President Trump channelled his inner “Prince” yesterday, in response to the 831.383 plunge in the Dow Jones Industrial Average.  He blamed the Fed for the rout saying “The Fed has gone crazy.”  It never dawned on him that his trade war on China, and sanctions on Iran, may have contributed to the overdue profit-taking sell-off.  If it did, it would have been “crooked Hillary’s” fault.

The US equity woes spilled over into Asia where the Nikkei dropped 3.88%, the Hang Seng lost 3.54%, and the Shanghai Shenzhen plunged 4.80%.  Europe Bourses suffered the same fate but to a lesser degree. The DAX is down 1.16% as of 1020 GMT.   US Treasury Yields consolidated yesterday’s losses but did not extend them.

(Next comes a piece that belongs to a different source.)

PR #354, opened 2021-02-07
Upgrade from FxCopAnalyzers to NetAnalyzers

### LINKED ISSUE #353: Replace deprecated FxCopAnalyzer with NetAnalyzer
The FxCopAnalyzers are marked as Legacy and no longer maintained as mentioned on:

The US dollar added to yesterday’s losses in early New York trading, led by robust gains in the Antipodean currencies. However, although significant support/resistance levels in the G-10 majors have been tested, they are still intact. Wall Street’s performance will dictate US dollar direction today although a higher than expected US inflation reading would monkey up the works.  September Core CPI is forecast to rise 2.3% y/y, compared to August’s 2.2% gain.  An upside surprise could spook Wall Street again but should underpin the greenback due to the risk of a more hawkish Fed, despite what Trump says.

USDCAD is collateral damage.  US dollar direction vs the majors will dictate Canadian dollar direction.  Today’s New Housing Price data should not be a factor for FX traders

USDCAD Technical Outlook

The intraday USDCAD technicals are bullish above 1.2930, supported by yesterday’s move above 1.3010, looking for a break of resistance at 1.3080 to extend gains to 1.3130 and then 1.3280  For today, USDCAD support is at 1.3030 and 1.2980.  Resistance is at 1.3060, 1.3080 and 1.3130.